In February 1855, Emerson wrote in his journal, under the heading "Common Fame":

If a man has good corn or wood, or boards, or pigs, to sell, or can make better chairs or knives, crucibles or church organs, than anybody else, you will find a broad hard-beaten road to his house, though it be in the woods.

In May 1882, a month after his death, the following quotation was attributed (with no date or source) to Emerson by The Cincinnati Enquirer under the heading "The Value of Good Work":
If a man can write a better book, preach a better sermon or make a better mouse-trap than his neighbors, though he builds his house in the woods, the world will make a beaten path to his door.

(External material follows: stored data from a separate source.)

PR #4510, opened 2019-05-28
- fix crash with approx tree method on cpu

sriramch:
fix crash with approx tree method on cpu when training is enabled with external memory

@trivialfis  - please review

### DIFF
--- a/tests/cpp/data/test_data.cc
+++ b/tests/cpp/data/test_data.cc
@@ -55,13 +55,26 @@ TEST(SparsePage, PushCSC) {
 }
 
 TEST(SparsePage, PushCSCAfterTranspose) {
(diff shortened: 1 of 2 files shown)


tests/cpp/data/test_data.cc
```diff
@@ -52,4 +53,15 @@ TEST(SparsePage, PushCSC) {
     ASSERT_EQ(inst[i].index, indices_sol[i % 3]);
   }
 }
+
+TEST(SparsePage, PushCSCAfterTranspose) {
```
trivialfis: Can we have specific expected results other than not crashing in this test?

sriramch: i have modified the test. please check now...

sriramch:
@trivialfis thanks for your review. can you merge once the build passes? i need this for my tests

PR #4519, opened 2019-05-31
 Smarter choice of histogram construction for distributed gpu_hist

RAMitchell:
This PR addresses a performance regression that was introduced to the distributed GPU algorithms in #4343, after which we no longer intelligently selected whether to build the histogram on the left or right node based on how much data was in each partition. The performance regression only applies to the distributed or multi-GPU version.

To solve this I needed to construct a simple max AllReduce operation that works over multiple threads as rabit is not thread safe.

### DIFF
--- a/src/common/device_helpers.cuh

Researchers believe it likely that Emerson used a modified version of the theme from his journal in a lecture given at some point after 1855, with the word "mouse-trap" inserted in place of one of the other example products.

==Meaning==
The phrase has become an axiom for the power of successful innovation. Statistics suggest that it is frequently taken literally, with more than 4,400 patents issued by the United States Patent and Trademark Office for new mousetraps, with thousands more unsuccessful applicants, making them the "most frequently invented device in U.S. history". The popular modern snap-trap version of the mousetrap was invented by William C. Hooker in 1894 and improved by John Mast in 1899, during the period that the "better-mousetrap" epigram was becoming popular.